Anabaptists, whose originally pejorative name means “re-baptizers,” stressed the need to baptize Christian believers including those who had been baptized as infants. Catholics persecuted them as heretics both by Protestants and, and many of them fled to America.
Larry Miller, general secretary of the Mennonite World Conference, who attended the Geneva meeting, welcomed the vote by the LWF council. He recalled how the July 2009 MWC assembly meeting in Asunción, Paraguay, had warmly received the news that Lutherans might take such an action.
Miller said this request for forgiveness would require that Mennonites also would change.
“Mennonites have learned from Lutherans that we are justified by faith alone, because we know that justification produces not only relations between oneself and God but also communion between the churches,” said Miller.
The LWF president, Bishop Mark Hanson, was asked at a press conference on October 27 why it had taken so long for Lutherans to seek forgiveness. He said it was difficult to answer for ancestors, but that for him the process had begun 25 years ago, “when we began to examine Luther’s anti-Semitic writings.”

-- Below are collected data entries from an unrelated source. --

Issue #610, opened 2023-09-05
Advanced installer backend


Greg-Nexus:
## Requirements

In order to deliver https://github.com/Nexus-Mods/NexusMods.App/issues/449, we need to build a backend to handle the advanced installer logic.

This issue should not handle basic UI functionality or styling.

### Issues

1. Backend (this issue)
2. Functionality (https://github.com/Nexus-Mods/NexusMods.App/issues/611)
3. Styling (https://github.com/Nexus-Mods/NexusMods.App/issues/449)

PR #628, opened 2023-09-14
Advanced Installer Documentation & Tasks

Sewer56:
This PR provides the documentation and task breakdown for the behind the scene details for
-  https://github.com/Nexus-Mods/NexusMods.App/issues/610

These are provided as a series of ADRs; which detail the context, decision drivers, requirements and implementation details for each of the sub-tasks that require to be done to complete the aforementioned issue.

The provided tasks are (mostly) dependency free and can be done in parallel; thus are up for grabs.
Text for all of the individual sub-tasks (which will be posted as separate issues upon merge), is available below.

Feedback would be appreciated.

----------

# Issue 1: Implement Base Advanced Installer Design

Approx Time: 2 Days.

Implement the base [Advanced Installer design described here](https://github.com/Nexus-Mods/NexusMods.App/blob/advanced-installer/docs/decisions/backend/0009-advanced-installer-design.md#advanced-installer-design).

## Checklist

- [ ] Auto-Invoke `AdvancedInstaller` if every other installer is no-op (does nothing).

- [ ] `AdvancedInstaller` must work in the absence of suggestion data (in case it is incomplete).

- [ ] `AdvancedInstaller` returns appropriate error if the user attempts to map a path which is already mapped. (This can be an exception, just include extra context data, e.g. target path, which can later be displayed in UI).

- [ ] `AdvancedInstaller` does not give error when mapping an entire folder whereby an item inside this folder has already been mapped. (i.e. If you map file, then folder, do not throw double mapping error)

- [ ] `AdvancedInstaller` emits correct `IEnumerable<AModFile>` operations.

- [ ] Tests cover all aforementioned cases.

----------
# Issue 2: Implement Advanced Installer Suggestion Algorithm

Approx Time: 1-4 hours.

Implement the base [Advanced Installer suggestion algorithm described here](https://github.com/Nexus-Mods/NexusMods.App/blob/advanced-installer/docs/decisions/backend/0010-advanced-installer-suggestions.md).

## Prerequisites:

None. This code can be created and tested before Issue 1. 
It's essentially a method with signature `(string filePath, InstallFolderTarget rootTarget)`.

## Checklist

- [ ] `IGame` exposes `InstallFolderTarget`.
- [ ] Tests cover all aforementioned edge cases.

----------
# Issue 3: Expose `InstallFolderTarget` in `IGame`

Approx Time: 1-2 hours.

In order to use the [Advanced Installer Suggestion Algorithm](https://github.com/Nexus-Mods/NexusMods.App/blob/advanced-installer/docs/decisions/backend/0010-advanced-installer-suggestions.md), we need to expose `InstallFolderTarget` during the deployment step (`GetModsAsync`).

To do this, we extend the `IGame` interface to expose `InstallFolderTarget`(s) for the game's most common directories. Then we populate that interface export with `InstallFolderTarget`(s) used in the game's common mod installer(s).

This interface can be accessed during the deploy step under `GameInstallation` structure.

## Prerequisites

Issue 5.

## Checklist

- [ ] `IGame` exposes `InstallFolderTarget`.
- [ ] Current games are updated to include their `InstallFolderTarget`(s).

----------
# Issue 4: Implement Advanced Installer Persistence Mechanism

Approx Time: 1 day.

Documented here: [Advanced Installer Persistence](https://github.com/Nexus-Mods/NexusMods.App/blob/advanced-installer/docs/decisions/backend/0011-advanced-installer-persistence.md).

## Prerequisites

Issue 1.

This can be *partially* completed before Issue 1. 

For instance you can create the new IDs; and add serialization/deserialization tests. Maybe even use the code for FOMOD persistence until Issue 1 is done.

Completion of this task can be delayed until either Issue 1 is done; or the integration between Issue 1 and Issue 3 can be added as a separate PR.

----------
# Issue 5: Migrate Remaining Games to use `InstallFolderTarget`

Approx Time: 1 day.

Some installers still use more legacy mechanisms for installation, rather than the newer `InstallFolderTarget` of GameCapabilities. In order to leverage the suggestions system for `AdvancedInstaller`, we should migrate these games to use `InstallFolderTarget` where possible. 

## Prerequisites

None


docs/decisions/backend/0009-advanced-installer-design.md
```diff
@@ -0,0 +1,246 @@
...
+│  ├─ model.dae
+│  └─ hair.dds
+Green Hair
+├─ Data
+│  ├─ model.dae
+│  └─ hair.dds
+Blue Hair
+└─ Data
+   ├─ model.dae
+   └─ hair.dds
```
Al12rs, line 77: Mo2 actually has an installer for mods packaged like this, I think it's the BAIN installer. 
It recognizes that multiple folders on the same level contain "valid" files or folder structures, then shows a simple installer ui with a checkbox for each option with a view on the side that shows any readme.txt contents inside each "option" folder.

We could add something like that in the future.

The main purpose of the manual installer is to handle any case where the archive is not recognized, so as you mentioned above, new mod type, wrongly packaged stuff, niece game, new formats, one of a kind mods etc.

docs/decisions/backend/0009-advanced-installer-design.md
```diff
@@ -0,0 +1,246 @@
...
+    /// Value: The relative path where the file should be placed in the game directory.
+    /// </summary>
+    /// <example>
+    /// If a mod file 'texture.dds' in the archive should go to 'Game/Data/Textures/texture.dds',
+    /// then the KeyValuePair would be like ("texture.dds", "Game/Data/Textures/texture.dds").
+    /// </example>
+    /// <remarks>
+    /// Paths follow internal Nexus Mods App path standards: they use a "/" as a separator, trim whitespace, and do not alter "..".
+    /// </remarks>
+    private Dictionary<RelativePath, RelativePath> _archiveToOutputMap { get; init; } = new();
```
Al12rs, line 186: Use `Dictionary<RelativePath, GamePath>` instead. We don't want to just target the game directory. 
Some games might need files to be installed in Appdata or Documents/Mygames or somewhere else.
We can map this with GamePaths. 

For now GamePaths can only target 4 locations, defined by the GameFolderType enum, plan is to expand this in the future. For now check which of the GameFolderTypes were defined by the game (or just add them to all games) and show the ones used as suggested folders.

docs/decisions/backend/0010-advanced-installer-suggestions.md
```diff
@@ -0,0 +1,81 @@
...
+in the following mockup below:
+
+![](./images/0009-advanced-installer-location.png)
+
+## Context Statement
+
+When using the Advanced Installer, the user should be provided with 'hints' dictating where a file might
+require to be placed based on a number of heuristics.
+
+This is part of the UX effort to 'Make Modding Easy' and a general requirement of our [Advanced Installer Design](./0009-advanced-installer-design.md).
```
Al12rs, line 13: The purpose of the Suggested locations area is not to suggest possible locations but rather list *All * the available locations.
"Suggested locations" is just a user facing name for it.

So the objective here isn't to help the user choose, but rather to offer all the locations they might want/need to install the files to. 

Intelligent sorting of the options based on potential knowledge is outside the scope for now.

docs/decisions/backend/0009-advanced-installer-design.md
Sewer56: Good point, seems I missed this when doublechecking the code.

An earlier version of this actually had the GamePath base path as part of Relative path (in the same way we do for configs). But I decided to scrap that for GamePath, it seems I didn't update this code snippet. Let me do that.

docs/decisions/backend/0010-advanced-installer-suggestions.md
```diff
@@ -0,0 +1,81 @@
...
+
+Rather than splitting the metadata in two, we can leverage the existing
+`InstallFolderTarget` system in order to implement Advanced Installer suggestions;
+as that system already has required metadata.
+
+### Consequences
+
+- [Good] Strong code reuse as `InstallFolderTarget` already has required metadata to support this functionality.
+- [Neutral] Each `InstallFolderTarget` folder will now need a description.
+- [Neutral] All games will need to be converted to new `InstallFolderTarget` system.
```
Al12rs, line 30: `InstallFolderTarget` was meant to be used by the Generic Folder installer to recognize folders.
If we unify the two things, we could have games that define InstallFolderTargets that are not actually recognizable.

So either we separate the two concepts with one that just wraps the other adding the information necessary for the Generic Installer to recognize the files, or we keep it a single thing but with a clear way for the Generic installer to know which InstallFolderTarget it should actually use (so perhaps two different methods on IGame returning the two different lists?)

docs/decisions/backend/0010-advanced-installer-suggestions.md
```diff
@@ -0,0 +1,81 @@
...
+tl;dr Include any folders where any `substring` of the in-archive directory path, matches an `InstallFolderTarget`.
+
+## Implementation Algorithm (Files)
+
+The suggestion algorithm for files functions in the following manner:
+
+- Create initial list of 'suggestions' from all `InstallFolderTarget`(s) recursively.
+- Filter by `KnownValidFileExtensions`. (Remove if unknown extension).
+- Filter by `FileExtensionsToDiscard`. (Remove if extension to discard).
+- Add any directories from [Implementation Algorithm (Directories)](#implementation-algorithm-directories)
```
Al12rs, line 74: This is outside the scope for now. A simple static list of available options is enough.

Al12rs: Just making sure it doesn't get pulled in now.

docs/decisions/backend/0010-advanced-installer-suggestions.md
Sewer56: > Game folder should always be suggested, if Appdata and Mygames exist for that game install, they should be suggested as well, even if the game does not declare any InstallFolderTarget for them.

I agree, however the designs don't currently accomodate this, so feedback from Design ( @captainsandypants ) is requested.

The current designs assume the only output folder is game directory. 

e.g. From a style perspective, are we supposed to make separate bordered regions for other types of output paths?

Al12rs: You just add the entry here:
image

For example for starfield you would add MyGames/Starfield as another target location.
For Baldur's Gate 3 you would have Appdata/Larian and the Game folder.

So you might need some short name or description of the Target paths from the Games.

You would add another expandable section here for MyGames, under the SkyrimSpecialEdition section.
image

We discussed this during some of the design meetings we had for this.

docs/decisions/backend/0011-advanced-installer-persistence.md
```diff
@@ -0,0 +1,147 @@
...
+
+After manually installing a mod via the Advanced Installer, the application needs to save the details of the user's
+last set of choices made in the Installer.
+
+This is such that, when the application needs to perform a re-deployment occurs, the end user does not have to go through
+the manual installation steps again.
+
+Note: Re-deployment can happen due to a variety of factors, such as a mod deployed before the Advanced Installed mod
+being removed from a loadout. Not all re-deployments are due to the user's direct actions/expectations. Therefore a
+persistence mechanism here is crucial.
```
Al12rs, line 16: I don't understand, why is this needed?
Don't we already store the archive source and destination in IToFile as a GamePath, what do we need more?

docs/decisions/backend/0010-advanced-installer-suggestions.md
Sewer56: Alright, that works.

docs/decisions/backend/0010-advanced-installer-suggestions.md
Sewer56: I'm not sure that I quite understand the problem here.

The initial set of 'suggested folders' (w/o suggestion algorithm) should consist of:
- All `GamePath` entries.
- All deploy-able folders not in `GamePath` (specified via `InstallFolderTarget`).

Are you suggesting that we might run into a situation where we might want to recommend subfolder(s) to the users which we may not necessarily want the Generic Installer to deploy to?

e.g.

```
Mod
├─ texture.dds
```

Where `texture.dds` should go to a folder like `{Game}/Data/Textures`, but `{Game}/Data/Textures` is not considered a folder under which the Generic Installer might try deploying to?

That doesn't happen often, but I'm happy to add an interative task to export the needed properties as an interface (trait), and expose another getter from `IGame` which provides custom suggestions that are not used as part of the deployment step. [And update the documentation accordingly]

docs/decisions/backend/0011-advanced-installer-persistence.md
Sewer56: It's because of the inherent design of our Data Store.

Suppose we have a loadout of mods like the following (arrows indicate order in which they were added):

```mermaid
flowchart LR
    A[Mod A] --> B[Mod B]
    B --> C[FomodOrAdvanced]
    C --> D[Mod D]
```

Where `FomodOrAdvanced` is our mod in question.

If the user removes `Mod B`, the DataStore performs a rollback to before `Mod B` was added, so the flowchart becomes

```mermaid
flowchart LR
    A[Mod A]
```

and then, the remaining items are then freshly 're-deployed' from scratch on top of `Mod A`.

```mermaid
flowchart LR
    A[Mod A]  --> C[FomodOrAdvanced]
    C --> D[Mod D]
```

This means that for all mods after `Mod A`, we have to drop existing information and re-run all of the installers from scratch (i.e. this accommodates for things like FOMOD file based dependencies). 

So for `FomodOrAdvanced` and `Mod D`, we end up having to run all of the installers again (`GetModsAsync`); which means that the user will have to make their Advanced Installer (and/or FOMOD) choices from scratch again.

Al12rs: No, we don't ask users to re-run installers in this case. 
I think we need to have a discussion about this because I don't think we are on the same page on how the main app should handle mods and deployment.

Each installed mod is a collection of file sources and destinations. The source will be a .NX archive containing all the downloaded mod files, destination is where the file needs to be deployed.

If a user removes a mod this doesn't really influence all the other mods installed after it. Each mod is an independent entity. 
Deployment phase just takes the list of files from each enabled mod, if there are two mods wanting to install different files to the same file path, then we solve this using some user defined priority or conflict resolution rules.

This is all virtual, then when the user wants to actually play the game, we try to match the filesystem state with our virtual loadout state (Adding new files, removing files that don't appear in the current loadout (backing them up in NX archive if we don't already have their hash in the db).

Sewer56: Seems you're right, my knowledge of the internals is outdated in this scenario. I had a walk through the source to confirm.
I'll adjust the PR accordingly.

docs/decisions/backend/0010-advanced-installer-suggestions.md
```diff
@@ -0,0 +1,81 @@
...
+
+## Acquiring `InstallFolderTarget` During Deploy Step (a.k.a. `GetModsAsync`)
+
+Extend the `IGame` interface to expose `InstallFolderTarget` for the game's most common directories.
+Then populate that with `InstallFolderTarget`(s) used in the game's common mod installers.
+
+This interface can be accessed during the deploy step under `GameInstallation` structure.
```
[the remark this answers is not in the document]
Sewer56: This should hopefully be addressed with latest commit through the use of abstraction (`ISuggestionFolder`)

docs/decisions/backend/0011-advanced-installer-persistence.md
Sewer56: Resolved in ADR.

Sewer56:
Updated the OP to reflect latest commit.

docs/decisions/backend/0010-advanced-installer-suggestions.md
Sewer56: Made this explicit in OP and ADR text.

docs/decisions/backend/0009-advanced-installer-design.md
```diff
@@ -0,0 +1,246 @@
...
+logic does not translate well to `Advanced Installer`,
+
+On the other hand, a good chunk of the UI styling/logic should be reusable.
+In other words, we're going for a custom solution.
+
+### Consequences
+
+- Good, because custom solution allows for easier serialization of the data.
+- Good for maintenance, as the logic for persisting deployment steps could be reused in the FOMOD code.
+    - Note: Both are a file->file mapping effectively, so we can use serialization format for Advanced Installer in FOMOD.
```
Al12rs, line 109: The deployment steps are already shared between all mods, mod installation has no baring on it. Installer just returns a list of source/target mappings and everything else is handled by common code.

docs/decisions/backend/0009-advanced-installer-design.md
```diff
@@ -0,0 +1,246 @@
...
+
+  As part of our slogan named 'Make Modding Easy', it's important that the finished product is easy to use.
+
+  Namely, we have to consider that non-technical users may be using the app, and therefore we must make sure
+  to provide appropriate hints (suggestions) for them to deploy an unknown mod; even in presence of install
+  instructions from mod authors.
+
+- Must support arbitrary path mapping.
+
+  This system must support mapping any path from the source archive into any location in the target game directorie(s).
```
Al12rs, line 45: To clarify, not just the game install directory, but also other game locations such as Appdata, MyGames etc

docs/decisions/backend/0009-advanced-installer-design.md
```diff
@@ -0,0 +1,246 @@
...
+There may be temptation to dynamically emit the extract (`FromArchive`) instructions as the user selects the install
+target in the UI:
+
+![](./images/0009-advanced-installer-location.png)
+
+This however, is not a good idea; as `undo` operations and unmaps are more difficult to process in a solution like this.
+(Might also be costly in huge mods).
+
+Instead, we should maintain a mapping of `Source` -> `Target`, as a dictionary; and only emit the needed operations 'Just in Time'
+at the deployment stage.
```
Al12rs, line 141: I need some clarification about what you mean with deployment stage

docs/decisions/backend/0010-advanced-installer-suggestions.md
```diff
@@ -0,0 +1,123 @@
...
+
+tl;dr Include any folders where any `substring` of the in-archive directory path, matches an `InstallFolderTarget`.
+
+## Filtering Suggestions (Files)
+
+The filtering algorithm for suggestions where to place a file functions in the following manner:
+
+- Filter by `KnownValidFileExtensions`. (Remove if unknown extension).
+- Filter by `FileExtensionsToDiscard`. (Remove if extension to discard).
+- Add any directories from [Implementation Algorithm (Directories)](#implementation-algorithm-directories)
```
Al12rs, line 123: Remember that the whole point of the manual installer is to allow users to install stuff wherever, we can't filter out options for them. 

Honestly the best thing we could possibly ever do in the future is to sort the options in order by most likely, potentially show that as a special suggested option at the top. 
But all of this should first go through Design, we should not include this ADR as if we already accepted this idea.
I think you should just keep the parts about how to get the target locations, remove everything else as this is not something we discussed or agreed on. 

If you want you can open an issue to request sorting of the target locations, so that design can take a look at it.

docs/decisions/backend/0009-advanced-installer-design.md
Sewer56: Flattening the dictionary into a list of files to deploy in `IModInstaller`

docs/decisions/backend/0010-advanced-installer-suggestions.md
Sewer56: Note: We've decided to put the non-core ADRs as separate issues; so they can be merged with their corresponding implementations later. The ADR text will be preserved inside each issue.

Al12rs (approved):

“We are also heirs of a tradition that has borne pain in the lives of others because of how our ancestors have written, spoken, and communicated,” said
Hanson. “And I think it is a responsible thing for descendants in their understanding of faith to also speak words of repentance and ask for forgiveness, and to say that in some things our ancestors were simply wrong.”
A document presented to the LWF council about the apology described repentance as “the only fitting response to the persecutions of the 16th century and the continuing Lutheran characterizations of Anabaptists in the centuries which followed.” It noted how the Augsburg Confession of 1530, a central Lutheran statement of faith, explicitly condemned Anabaptists and their teachings.
The document referred to how some 16th-century advocates of Lutheran reforms such as Johannes Brenz opposed the execution of Anabaptists.
“Yet this very resistance to persecution in a contemporary of Martin Luther and Philipp Melanchthon demonstrates that this position was a possible alternative for them also,” it stated. At the same time there were also, “resources in Luther’s own thought which could have been used for opposing execution of Anabaptists.”
The process leading up to the statement began in 1980, the 450th anniversary of the Augsburg Confession, when Mennonites questioned how they could join in celebrating a document in which Anabaptists were condemned. This led to the establishment in 2002 of a Lutheran-Mennonite International Study Commission, whose report focused on an examination of the history of the 16th century and its consequences.